▶ **What the task requires**: Across all the records, filter for lines with the word "export" and copy them.

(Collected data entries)
= = = = = = =
PR #2613, opened 2024-08-08
Feat: Allow users to manage emails

Mikehrn:
Adds "Email addresses" page to the user settings

Screenshot 2024-08-08 at 12 49 17


andrewwallacespeckle (dismissed):
All good from me, but you should wait for a Fabs review on this one too

packages/frontend-2/lib/settings/graphql/queries.ts
```diff
@@ -30,3 +30,14 @@ export const settingsWorkspacesMembersQuery = graphql(`
     }
   }
 `)
+
+export const settingsUserEmailsQuery = graphql(`
+  query SettingsUserEmailsQuery {
+    activeUser {
```
fabis94, line 36: All of the ActiveUser fields should be its own `SettingsUserEmail_User` fragment that you can then reference in all of the mutations, instead of duplicating `id` and `emails` every time

fabis94 (dismissed):
Test out that apollo cache updates work as you expect (e.g. deleting an email, removes it from the list etc.)

packages/frontend-2/lib/settings/graphql/queries.ts
Mikehrn: Makes sense, I've updated it :) Everything works with the cache, didn't run into any issues when testing

fabis94 (approved):

PR #2615, opened 2024-08-08
fix(fe2): Use NuxtLink in model cards to allow cmd click

andrewwallacespeckle:
## Description & motivation
I noticed that users couldn't ctrl click on model cards, or right click and open in new tab. 

This is a big annoyance, so this PR adds NuxtLinks to handle this. 

1 NuxtLink is absolutely positioned to avoid hydration problems. Items do need to be relatively positioned on top, so other actions still work. 

These links should not appear in "Add model" type scenarios, so we use disableDefaultLinks.


packages/frontend-2/components/project/page/models/Card.vue
```diff
@@ -40,16 +50,17 @@
           class="px-4 w-full text-foreground-2 text-sm flex flex-col items-center space-y-1"
         />
         <template v-else-if="previewUrl">
-          <div
-            class="bg-foundation-page w-full h-48 rounded-xl border border-outline-2"
+          <NuxtLink
```
andrewwallacespeckle, line 53: Confirmed that when to is left undefined, NuxtLink just becomes a div

Mikehrn (approved):

packages/frontend-2/components/project/page/models/Results.vue
```diff
@@ -18,6 +18,7 @@
         :project-id="projectId"
         :source-apps="sourceApps"
         :contributors="contributors"
+        :disable-default-links="false"
```
fabis94, line 21: Its already false by default

fabis94 (approved):

PR #2616, opened 2024-08-08
feat(fe2): workspace project list

andrewwallacespeckle:
https://linear.app/speckle/issue/WEB-930/workspace-project-list

## Description & motivation
Adding the new workspace project list, where a single workspace will show all projects within that workspace. 

There are a few buttons here with no actions. This is either a task to be completed in another branch, or because a design is not ready.


packages/frontend-2/components/project/List.vue
andrewwallacespeckle, line 1: Most of this is existing code, I just moved it into it's own component.

packages/frontend-2/components/workspace/header/Actions.vue
andrewwallacespeckle, line 1: The design shows this button, but it doesn't show what the items should be. I've dropped in a few example items until this is clarified, and created a ticket to come back to this.

packages/frontend-2/middleware/requiresWorkspacesEnabled.ts
andrewwallacespeckle, line 1: This is the exact same implementation as automate FF, but I'm not sure it's working. 

When I remove the flag from my fe2 env, or even set it to false, it still loads this page. 

When I set the automate ff to false, it also doesn't disable automate

@fabis94 Have you any insight here? Maybe it's just not working locally for me?

packages/frontend-2/components/projects/AddDialog.vue
```diff
@@ -60,7 +64,8 @@ const mp = useMixpanel()
 const onSubmit = handleSubmit(async (values) => {
   await createProject({
     ...values,
-    visibility: visibility.value
+    visibility: visibility.value,
+    workspaceId: props.workspaceId
```
andrewwallacespeckle, line 68: This correctly adds the project to the Workspace. `useCreateProject` correctly updates the cache for `projectsDashboardQuery`, but I couldn't get it to also update `workspacePageQuery`.

@fabis94 @Mikehrn If either of you have any suggestions here let me know. If it's easier to jump on a call, or to just do it yourself, feel free to do that too.

packages/frontend-2/components/workspace/Dashboard.vue
```diff
@@ -0,0 +1,10 @@
+<template>
+  <WorkspaceProjectList :workspace-id="workspaceId" />
+</template>
+
+<script setup>
+import { useRoute } from 'vue-router'
+
+const route = useRoute()
+const workspaceId = route.params.id
```
fabis94, line 9: not reactive
https://www.notion.so/speckle/General-Web-Code-Review-Guide-1f2bf3dfea634460b3778ac3cf4aa1bb?pvs=4#8a1d83812bf24d7ca4fabfa6d521cfd9

packages/frontend-2/components/workspace/ProjectList.vue
```diff
@@ -0,0 +1,246 @@
...
+          <FormTextInput
+            v-model="search"
+            name="modelsearch"
+            :show-label="false"
+            placeholder="Search..."
+            :custom-icon="MagnifyingGlassIcon"
+            color="foundation"
+            wrapper-classes="grow md:grow-0 md:w-60"
+            :show-clear="!!search"
+            @change="updateSearchImmediately"
```
fabis94, line 16: Seems to be largely duplicated from ProjectList. If you make it so that projects are fed in through props (remember to define fragments), you can re-use that component instead of duplicating this new one

fabis94: Also: If you still end up needing a new component, don't do this debouncing stuff directly and use `useDebouncedTextInput`

packages/frontend-2/components/workspace/ProjectList.vue
```diff
@@ -0,0 +1,246 @@
...
+
+onProjectsResult((res) => {
+  const projectsData = res.data?.workspace?.projects
+  if (projectsData) {
+    cursor.value = projectsData.cursor || null
+    infiniteLoaderId.value = JSON.stringify(projectsVariables.value?.filter || {})
+  }
+})
+
+const { onResult: onUserProjectsUpdate } = useSubscription(
```
fabis94, line 112: 1. This subscription and its document is duplicated here. Not only that but it has a duplicate operation name, which is not allowed for GQLGen.
2. This subscription relates to User.projects, not Workspace.projects, and thus it doesn't belong here

If this component remains, please clean it up and only leave in what's actually needed for it

packages/frontend-2/components/workspace/header/Header.vue
```diff
@@ -0,0 +1,58 @@
...
+
+const props = defineProps<{
+  workspaceId: string
+}>()
+
+const {
+  result: workspaceInfoResult,
+  loading,
+  error
+} = useQuery(workspacePageQuery, () => ({
```
fabis94, line 48: Why is a header component invoking the query for the entire page? The query should be invoked at the top level where its first needed, and then fed down into child components through fragments. I can see that this same query is also independently invoked in WorkspaceProjectList - that's probably the best place for it (as nothing above it needs any of that data, but its own child components do).

packages/frontend-2/lib/workspaces/graphql/queries.ts
```diff
@@ -0,0 +1,31 @@
+import { graphql } from '~~/lib/common/generated/gql'
+
+export const workspacePageQuery = graphql(`
+  query WorkspacePageQuery(
+    $workspaceId: String!
+    $filter: WorkspaceProjectsFilter
+    $cursor: String
+  ) {
+    workspace(id: $workspaceId) {
+      name
```
fabis94, line 10: All of these fields are disconnected from the fragments and thus the Vue components that actually need them. No way to tell if any of this is necessary or not and gonna be a PITA to refactor when moving around/updating

https://www.notion.so/speckle/General-Web-Code-Review-Guide-1f2bf3dfea634460b3778ac3cf4aa1bb?pvs=4#d40e40efc32f4e5ea67b68e848aadcd0

packages/frontend-2/middleware/requiresWorkspacesEnabled.ts
fabis94: @andrewwallacespeckle It should work, we can jump into a call if you want

packages/frontend-2/pages/workspaces/[id]/index.vue
```diff
@@ -0,0 +1,17 @@
...
+  <WorkspaceDashboard v-if="isLoggedIn" />
+  <div v-else class="mx-auto">
+    <CommonLoadingIcon />
+  </div>
+</template>
+<script setup lang="ts">
+const { isLoggedIn } = useActiveUser()
+
+definePageMeta({
+  middleware: ['auth', 'requires-workspaces-enabled']
```
Comment (fabis94) [inline packages/frontend-2/pages/workspaces/[id]/index.vue:11]: The isLoggedIn check is not necessary if we have the auth middleware. Also - if this ends up being a page with a single component in it, why not just move WorkspaceDashboard code to here? Otherwise there's an unnecessary layer where nothing happens, just extra complication and jumping around the codebase. There are some older pages that do this, but only because we were trying to render them in storybook at one point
= = = = = = =
▶ **Solution to this task**:
@@ -30,3 +30,14 @@ export const settingsWorkspacesMembersQuery = graphql(`
+export const settingsUserEmailsQuery = graphql(`
+export const workspacePageQuery = graphql(`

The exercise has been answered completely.